Transcript from the "Implement Map Function Exercise" Lesson
[00:00:00]
>> Anjana Vakil: Let us move on to our next higher order friend, map. Okay, so we have our filter function already done, this time, our task is to fill in the map function and to get the tests to pass. Again, you still have your array helpers down here. Let us put our functional brains to work.
[00:00:24]
>> Anjana Vakil: Same as ever, we've got a recursive function. We need a base case, we need a recursive case. So our base case in this case [LAUGH] might be a similar case to a previous case. [LAUGH] How do I know I'm already done? Well, if there's nothing in my array to map over, so just like before, we can take essentially this same line and just say, if we have nothing in the array, then we're done.
[00:00:54]
We've already mapped over everything in the array, which is nothing. So our base case it remains the same, and now we need our recursive case. So because it's recursive, it's gonna involve some kind of call to map, [LAUGH] which similarly to before is not gonna take in the exact same array value.
[00:01:14]
So what am I gonna pass in to map this time?

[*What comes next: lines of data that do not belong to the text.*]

PR #856, opened 2018-10-29
Record FLL for the Table source plugin.

sagarkapare:
Recording `READ` operation from the Table source plugin.

### DIFF
--- a/core-plugins/src/main/java/co/cask/hydrator/plugin/batch/source/TableSource.java
+++ b/core-plugins/src/main/java/co/cask/hydrator/plugin/batch/source/TableSource.java
@@ -22,18 +22,27 @@ import co.cask.cdap.api.annotation.Plugin;
 import co.cask.cdap.api.annotation.Requirements;
 import co.cask.cdap.api.data.format.StructuredRecord;
 import co.cask.cdap.api.data.schema.Schema;
+import co.cask.cdap.api.dataset.DatasetManagementException;
 import co.cask.cdap.api.dataset.lib.KeyValue;
 import co.cask.cdap.api.dataset.table.Row;
 import co.cask.cdap.api.dataset.table.Table;
+import co.cask.cdap.api.lineage.field.EndPoint;
 import co.cask.cdap.etl.api.Emitter;
 import co.cask.cdap.etl.api.PipelineConfigurer;
 import co.cask.cdap.etl.api.batch.BatchRuntimeContext;
+import co.cask.cdap.etl.api.batch.BatchSourceContext;
+import co.cask.cdap.etl.api.lineage.field.FieldOperation;
+import co.cask.cdap.etl.api.lineage.field.FieldReadOperation;
+import co.cask.hydrator.common.LineageRecorder;
 import co.cask.hydrator.common.RowRecordTransformer;
 import co.cask.hydrator.plugin.common.Properties;
 import co.cask.hydrator.plugin.common.TableSourceConfig;
 import com.google.common.collect.Maps;
 
+import java.io.IOException;
+import java.util.Collections;
 import java.util.Map;
+import java.util.stream.Collectors;
 
 /**
  * CDAP Table Dataset Batch Source.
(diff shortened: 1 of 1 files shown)


core-plugins/src/main/java/co/cask/hydrator/plugin/batch/source/TableSource.java
```diff
@@ -75,6 +83,27 @@ public void configurePipeline(PipelineConfigurer pipelineConfigurer) {
     }
   }
 
+  @Override
+  public void prepareRun(BatchSourceContext context) throws DatasetManagementException {
+    super.prepareRun(context);
```
rohitsinha54, line 89: We introduced LineageRecorder to make lineage recording require less code. Please consider using that.

sagarkapare: I tried using that but does not seem to help much in this case since we are not creating any external datasets here. Also I am not sure why we create external datasets in the LineageRecorder class since these are two different things.  Because of this association, the class is not usable in the transform plugins as well right?

rohitsinha54: LineageRecorder is mostly just to help in recording lineage. We wrapped the externalDataset creation and recording lineage as lineage for external dataset is recorded as that dataset and both happens with consistent referenceName. 
It is not a complete replacement for recording lineage as it just exposes helper for read and write. This is what we needed so far. Transform helper can be added if needed in future.

rohitsinha54: Also don't get the schema string and parse it here again. 
You can do something like this:

```
@Override
  public void prepareRun(BatchSourceContext context) throws DatasetManagementException {
    super.prepareRun(context);
    LineageRecorder lineageRecorder = new LineageRecorder(context, tableConfig.getName());
    Schema schema = tableConfig.getSchema();
    if (schema != null && schema.getFields() != null) {
      lineageRecorder.recordRead("Read", "Read from Table dataset",
                                 schema.getFields().stream().map(Schema.Field::getName).collect(Collectors.toList()));  
    }
  }
```

sagarkapare: Good point about the schema.. fixed it. 
However I am still not sure why we need to create `LineageRecorder` here. Based on the second parameter to the constructor of `LineageRecorder` it seems like its the name of the external dataset, however we do not create external dataset for Table dataset.  Also coupling of creation of "external" dataset with the field level lineage recording seems weird since they are independent of each other.

anew: I am not sure I see the big difference between using LineageRecorder and directly recording the read through the context. Are there examples of where the LineageRecorder significantly simplifies the code? 

Also I am surprised by the choice of naming for this utility class. LineageRecorder is also the name of the interface that is implemented by the context to record lineage directly. However, this LineageRecorder does not implement that interface.

rohitsinha54: The second parameter is the name with which the lineage needs to be recorded. The externalDataset  does not need to be created if it is not needed. They are not coupled as externalDataset does not necessarily need to be be created to record lineage or that lineage cannot be recorded without creating one. They are just two different helper method exposed by utility class.

Agreed, here the difference seems insignificant. It simplifies code in cases where external dataset needs to be created that is all external source/sink like google cloud plugins etc. It also to standardize that the external dataset name lineage record are done in same name.
Examples can found here: 
https://github.com/data-integrations/google-cloud/blob/release/0.11/src/main/java/co/cask/gcp/spanner/source/SpannerSource.java#L133
and
https://github.com/caskdata/hydrator-plugins/blob/develop/format-common/src/main/java/co/cask/hydrator/format/plugin/AbstractFileSink.java#L79

I don't have a strong preference about this but I do believe that following one consistent way will help. Yes the name does not seem to be most intuitive. It should be renamed to signify that it is a helper class.

anew: I don't mind using the utility class, just don't see how it helps in this case.

anew (approved):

>> Speaker 2: The function.
>> Anjana Vakil: The same function, I still wanna be doing the same transformation, exactly. But then instead of array, I'm gonna pass in.
>> Speaker 2: Tail.
>> Anjana Vakil: The tail of the array, tile, okay, right? So the middle part here is what we still have to do.
[00:01:37]
But I'm gonna do a similar thing to what I did here with my filter. And I am going to take whatever that array is of the mapped rest of the OA and smush it together with the transformed value that came out of the array first. Now here, let's try to do this all in one line, just so we can feel like they elite decoders, but also because that means we don't have variables that may or may not change values over time.
[00:02:08]
So, a little bit more functional, a little bit more declarative. So, instead of setting up some variables, I'm gonna return something map, is not yet that thing, I have too many, yeah. And similarly to before, we might wanna use our friend, the concat function, to,
>> Anjana Vakil: Concat something to the beginning of this array.
[00:02:37]
And what that thing is, you will walk me through. We are going to take.
>> Speaker 2: An array?
>> Anjana Vakil: An array with-
>> Speaker 3: Head of an array?
>> Anjana Vakil: The head of our array, but not unmodified.
>> Speaker 2: We wanna call the function on it.
>> Anjana Vakil: We wanna call the function on it, booms, we did it.